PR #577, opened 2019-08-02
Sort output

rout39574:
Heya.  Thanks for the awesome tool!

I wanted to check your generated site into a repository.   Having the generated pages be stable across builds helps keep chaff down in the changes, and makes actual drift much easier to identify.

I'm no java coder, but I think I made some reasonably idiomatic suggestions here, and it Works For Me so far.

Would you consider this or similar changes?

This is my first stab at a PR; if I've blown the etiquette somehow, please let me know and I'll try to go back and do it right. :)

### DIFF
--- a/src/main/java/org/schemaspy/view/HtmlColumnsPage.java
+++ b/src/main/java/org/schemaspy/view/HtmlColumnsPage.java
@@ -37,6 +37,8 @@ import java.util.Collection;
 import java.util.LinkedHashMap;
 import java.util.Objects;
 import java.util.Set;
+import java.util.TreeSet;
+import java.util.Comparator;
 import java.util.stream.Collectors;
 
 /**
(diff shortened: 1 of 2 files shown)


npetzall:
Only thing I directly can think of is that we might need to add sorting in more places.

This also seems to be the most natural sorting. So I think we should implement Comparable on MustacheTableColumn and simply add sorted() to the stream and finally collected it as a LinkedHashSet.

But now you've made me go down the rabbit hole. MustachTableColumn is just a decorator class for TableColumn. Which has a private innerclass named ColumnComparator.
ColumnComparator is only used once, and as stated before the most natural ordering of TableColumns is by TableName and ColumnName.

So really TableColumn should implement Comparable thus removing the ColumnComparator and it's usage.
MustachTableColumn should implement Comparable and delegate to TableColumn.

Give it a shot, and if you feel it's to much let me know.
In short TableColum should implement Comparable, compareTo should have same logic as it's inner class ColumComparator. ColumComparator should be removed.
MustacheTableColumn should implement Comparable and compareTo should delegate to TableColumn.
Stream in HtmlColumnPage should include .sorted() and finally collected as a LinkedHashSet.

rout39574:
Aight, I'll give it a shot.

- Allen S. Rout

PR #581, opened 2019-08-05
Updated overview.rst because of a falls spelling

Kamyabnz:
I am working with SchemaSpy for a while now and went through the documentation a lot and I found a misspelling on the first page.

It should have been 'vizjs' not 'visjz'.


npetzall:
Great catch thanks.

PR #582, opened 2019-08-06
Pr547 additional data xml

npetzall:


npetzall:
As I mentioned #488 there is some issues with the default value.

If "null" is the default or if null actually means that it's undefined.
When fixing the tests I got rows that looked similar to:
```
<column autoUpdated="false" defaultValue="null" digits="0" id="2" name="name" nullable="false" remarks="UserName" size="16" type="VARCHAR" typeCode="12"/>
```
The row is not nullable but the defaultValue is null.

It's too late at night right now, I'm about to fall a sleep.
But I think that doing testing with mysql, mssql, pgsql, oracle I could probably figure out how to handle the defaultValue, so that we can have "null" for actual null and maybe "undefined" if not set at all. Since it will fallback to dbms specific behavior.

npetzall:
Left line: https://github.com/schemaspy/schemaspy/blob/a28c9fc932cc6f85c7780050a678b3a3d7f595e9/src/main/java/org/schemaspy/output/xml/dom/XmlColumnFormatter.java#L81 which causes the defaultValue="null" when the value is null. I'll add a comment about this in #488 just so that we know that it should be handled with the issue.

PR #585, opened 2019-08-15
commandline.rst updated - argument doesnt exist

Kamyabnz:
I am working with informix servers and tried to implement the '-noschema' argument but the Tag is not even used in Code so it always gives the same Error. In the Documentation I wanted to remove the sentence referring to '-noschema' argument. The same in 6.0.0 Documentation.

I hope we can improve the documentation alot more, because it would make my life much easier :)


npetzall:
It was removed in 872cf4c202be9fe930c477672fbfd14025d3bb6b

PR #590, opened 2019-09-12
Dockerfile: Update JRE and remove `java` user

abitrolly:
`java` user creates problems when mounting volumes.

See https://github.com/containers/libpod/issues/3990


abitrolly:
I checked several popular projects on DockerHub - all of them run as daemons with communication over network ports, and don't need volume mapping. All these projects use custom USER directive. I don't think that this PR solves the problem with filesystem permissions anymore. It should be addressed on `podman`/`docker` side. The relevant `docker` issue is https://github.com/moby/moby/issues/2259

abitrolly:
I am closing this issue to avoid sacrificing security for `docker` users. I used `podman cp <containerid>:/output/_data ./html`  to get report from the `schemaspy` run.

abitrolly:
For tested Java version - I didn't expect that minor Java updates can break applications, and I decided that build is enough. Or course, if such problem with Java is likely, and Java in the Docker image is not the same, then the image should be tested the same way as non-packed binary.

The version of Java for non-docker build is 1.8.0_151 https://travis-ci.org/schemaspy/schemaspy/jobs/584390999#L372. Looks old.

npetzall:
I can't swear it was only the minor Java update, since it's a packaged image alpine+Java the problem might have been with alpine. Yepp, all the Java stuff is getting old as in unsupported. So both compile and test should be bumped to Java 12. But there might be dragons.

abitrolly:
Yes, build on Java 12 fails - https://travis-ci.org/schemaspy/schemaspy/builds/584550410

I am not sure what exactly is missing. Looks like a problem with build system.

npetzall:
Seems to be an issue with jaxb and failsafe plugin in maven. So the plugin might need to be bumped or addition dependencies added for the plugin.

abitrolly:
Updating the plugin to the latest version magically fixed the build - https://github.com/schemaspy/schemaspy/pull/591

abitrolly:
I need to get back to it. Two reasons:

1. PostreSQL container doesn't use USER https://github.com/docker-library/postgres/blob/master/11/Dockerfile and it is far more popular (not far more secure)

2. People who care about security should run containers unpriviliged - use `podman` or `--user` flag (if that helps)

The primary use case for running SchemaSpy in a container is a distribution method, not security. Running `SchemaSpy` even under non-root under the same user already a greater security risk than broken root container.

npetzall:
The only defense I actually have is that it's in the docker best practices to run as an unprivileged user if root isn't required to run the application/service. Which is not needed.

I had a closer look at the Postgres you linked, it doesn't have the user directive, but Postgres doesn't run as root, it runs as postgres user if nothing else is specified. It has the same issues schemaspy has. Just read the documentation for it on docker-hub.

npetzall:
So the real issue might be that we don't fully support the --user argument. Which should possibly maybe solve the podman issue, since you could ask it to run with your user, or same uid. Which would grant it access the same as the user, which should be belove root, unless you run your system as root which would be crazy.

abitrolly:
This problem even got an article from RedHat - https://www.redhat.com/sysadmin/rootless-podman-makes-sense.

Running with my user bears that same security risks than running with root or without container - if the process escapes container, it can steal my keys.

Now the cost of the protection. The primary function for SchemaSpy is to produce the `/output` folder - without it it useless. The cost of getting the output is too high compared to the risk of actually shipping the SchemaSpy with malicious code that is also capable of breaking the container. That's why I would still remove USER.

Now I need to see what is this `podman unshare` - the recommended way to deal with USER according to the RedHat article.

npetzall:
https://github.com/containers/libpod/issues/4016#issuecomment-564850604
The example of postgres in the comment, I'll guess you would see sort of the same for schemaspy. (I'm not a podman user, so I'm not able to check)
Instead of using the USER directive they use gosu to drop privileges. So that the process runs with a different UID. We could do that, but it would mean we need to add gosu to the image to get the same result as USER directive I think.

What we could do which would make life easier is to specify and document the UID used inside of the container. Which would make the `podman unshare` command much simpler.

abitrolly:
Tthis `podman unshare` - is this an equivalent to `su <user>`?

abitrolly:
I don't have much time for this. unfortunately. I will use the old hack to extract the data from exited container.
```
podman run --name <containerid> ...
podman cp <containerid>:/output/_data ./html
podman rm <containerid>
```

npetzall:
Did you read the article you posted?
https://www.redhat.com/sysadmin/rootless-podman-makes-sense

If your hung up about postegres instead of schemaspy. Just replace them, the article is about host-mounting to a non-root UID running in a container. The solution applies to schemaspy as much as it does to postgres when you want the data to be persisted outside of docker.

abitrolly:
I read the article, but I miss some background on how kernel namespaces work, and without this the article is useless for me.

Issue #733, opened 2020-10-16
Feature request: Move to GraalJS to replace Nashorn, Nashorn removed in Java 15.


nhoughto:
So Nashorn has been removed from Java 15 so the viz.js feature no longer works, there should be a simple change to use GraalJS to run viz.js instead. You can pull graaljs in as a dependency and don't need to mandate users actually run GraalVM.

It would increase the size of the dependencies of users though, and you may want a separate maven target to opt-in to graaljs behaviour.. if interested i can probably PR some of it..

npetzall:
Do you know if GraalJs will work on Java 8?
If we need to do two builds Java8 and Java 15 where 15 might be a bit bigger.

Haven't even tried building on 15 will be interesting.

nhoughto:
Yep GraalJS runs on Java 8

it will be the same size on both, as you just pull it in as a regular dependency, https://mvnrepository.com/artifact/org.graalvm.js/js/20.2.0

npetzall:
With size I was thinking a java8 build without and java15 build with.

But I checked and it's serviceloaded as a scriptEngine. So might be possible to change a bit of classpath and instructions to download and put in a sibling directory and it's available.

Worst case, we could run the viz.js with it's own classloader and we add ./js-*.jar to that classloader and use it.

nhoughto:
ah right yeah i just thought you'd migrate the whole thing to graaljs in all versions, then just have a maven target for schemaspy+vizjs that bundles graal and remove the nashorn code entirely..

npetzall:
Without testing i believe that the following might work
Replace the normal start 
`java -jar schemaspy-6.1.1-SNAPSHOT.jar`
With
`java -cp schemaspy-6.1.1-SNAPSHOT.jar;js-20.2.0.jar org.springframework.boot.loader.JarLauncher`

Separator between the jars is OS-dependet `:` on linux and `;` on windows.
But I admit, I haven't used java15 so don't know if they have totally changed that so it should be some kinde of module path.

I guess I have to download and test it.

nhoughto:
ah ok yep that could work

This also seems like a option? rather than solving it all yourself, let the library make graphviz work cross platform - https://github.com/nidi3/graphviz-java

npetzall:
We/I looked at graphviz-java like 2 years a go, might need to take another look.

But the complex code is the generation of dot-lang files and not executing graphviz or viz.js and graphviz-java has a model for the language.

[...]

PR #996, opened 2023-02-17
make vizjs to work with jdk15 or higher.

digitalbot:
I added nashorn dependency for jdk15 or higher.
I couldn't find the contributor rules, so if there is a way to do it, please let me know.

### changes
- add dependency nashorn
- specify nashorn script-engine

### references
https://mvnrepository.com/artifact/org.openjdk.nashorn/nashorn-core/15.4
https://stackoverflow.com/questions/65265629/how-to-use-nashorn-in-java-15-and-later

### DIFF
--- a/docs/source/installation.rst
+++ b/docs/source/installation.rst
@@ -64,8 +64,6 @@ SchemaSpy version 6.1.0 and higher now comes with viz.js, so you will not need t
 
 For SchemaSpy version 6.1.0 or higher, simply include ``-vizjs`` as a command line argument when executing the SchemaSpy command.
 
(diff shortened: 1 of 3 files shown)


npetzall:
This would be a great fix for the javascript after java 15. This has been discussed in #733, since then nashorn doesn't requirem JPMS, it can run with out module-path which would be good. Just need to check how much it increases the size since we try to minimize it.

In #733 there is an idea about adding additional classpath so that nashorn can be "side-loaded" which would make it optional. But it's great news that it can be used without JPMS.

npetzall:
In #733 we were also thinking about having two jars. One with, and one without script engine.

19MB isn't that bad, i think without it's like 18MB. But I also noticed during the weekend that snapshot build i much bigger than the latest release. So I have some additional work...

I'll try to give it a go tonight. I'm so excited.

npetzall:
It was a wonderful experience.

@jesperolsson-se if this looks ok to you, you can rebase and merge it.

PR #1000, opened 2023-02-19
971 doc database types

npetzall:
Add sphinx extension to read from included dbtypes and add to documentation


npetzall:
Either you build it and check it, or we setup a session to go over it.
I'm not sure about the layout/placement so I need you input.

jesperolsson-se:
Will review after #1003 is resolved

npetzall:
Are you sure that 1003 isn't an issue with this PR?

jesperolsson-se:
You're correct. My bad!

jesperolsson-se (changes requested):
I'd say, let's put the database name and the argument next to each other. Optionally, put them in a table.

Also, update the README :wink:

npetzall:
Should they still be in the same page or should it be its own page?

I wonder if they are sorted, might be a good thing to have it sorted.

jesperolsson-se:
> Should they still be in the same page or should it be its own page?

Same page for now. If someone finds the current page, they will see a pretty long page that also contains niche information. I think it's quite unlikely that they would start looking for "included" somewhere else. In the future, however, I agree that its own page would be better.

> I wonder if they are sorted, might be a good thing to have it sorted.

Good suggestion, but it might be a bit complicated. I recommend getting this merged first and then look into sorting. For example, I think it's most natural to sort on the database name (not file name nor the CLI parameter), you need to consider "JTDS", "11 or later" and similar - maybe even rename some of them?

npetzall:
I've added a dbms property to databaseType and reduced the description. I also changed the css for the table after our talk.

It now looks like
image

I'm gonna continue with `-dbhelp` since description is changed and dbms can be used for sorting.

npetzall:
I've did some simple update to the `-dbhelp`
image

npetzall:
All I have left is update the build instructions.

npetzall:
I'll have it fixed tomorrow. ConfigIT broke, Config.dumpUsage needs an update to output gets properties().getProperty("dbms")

┄┄┄┄┄┄┄┄┄┄┄┄┄┄┄┄┄┄┄┄

Beginning at the top of the data, please return every line until and including the line containing "Would you consider this or similar changes?", copied exactly, and nothing past it.

PR #577, opened 2019-08-02
Sort output

rout39574:
Heya.  Thanks for the awesome tool!

I wanted to check your generated site into a repository.   Having the generated pages be stable across builds helps keep chaff down in the changes, and makes actual drift much easier to identify.

I'm no java coder, but I think I made some reasonably idiomatic suggestions here, and it Works For Me so far.

Would you consider this or similar changes?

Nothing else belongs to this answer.